Gather the lines below that include the string "controlled", copying each in full.

[DATA EXCERPTS]
________

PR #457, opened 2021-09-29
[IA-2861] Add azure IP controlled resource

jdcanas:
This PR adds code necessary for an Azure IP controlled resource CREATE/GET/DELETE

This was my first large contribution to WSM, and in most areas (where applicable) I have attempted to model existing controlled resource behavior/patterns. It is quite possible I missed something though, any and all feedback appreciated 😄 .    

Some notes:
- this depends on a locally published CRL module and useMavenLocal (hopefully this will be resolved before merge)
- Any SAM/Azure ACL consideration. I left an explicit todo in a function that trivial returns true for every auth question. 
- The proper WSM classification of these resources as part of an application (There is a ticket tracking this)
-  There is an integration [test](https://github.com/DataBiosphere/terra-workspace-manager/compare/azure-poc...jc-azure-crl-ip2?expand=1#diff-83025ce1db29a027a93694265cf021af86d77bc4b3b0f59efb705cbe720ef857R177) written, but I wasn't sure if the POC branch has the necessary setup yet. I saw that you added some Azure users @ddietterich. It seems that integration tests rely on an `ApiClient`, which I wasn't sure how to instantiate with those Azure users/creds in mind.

________

[TASK ANSWER]
[IA-2861] Add azure IP controlled resource
This PR adds code necessary for an Azure IP controlled resource CREATE/GET/DELETE
This was my first large contribution to WSM, and in most areas (where applicable) I have attempted to model existing controlled resource behavior/patterns. It is quite possible I missed something though, any and all feedback appreciated 😄 .    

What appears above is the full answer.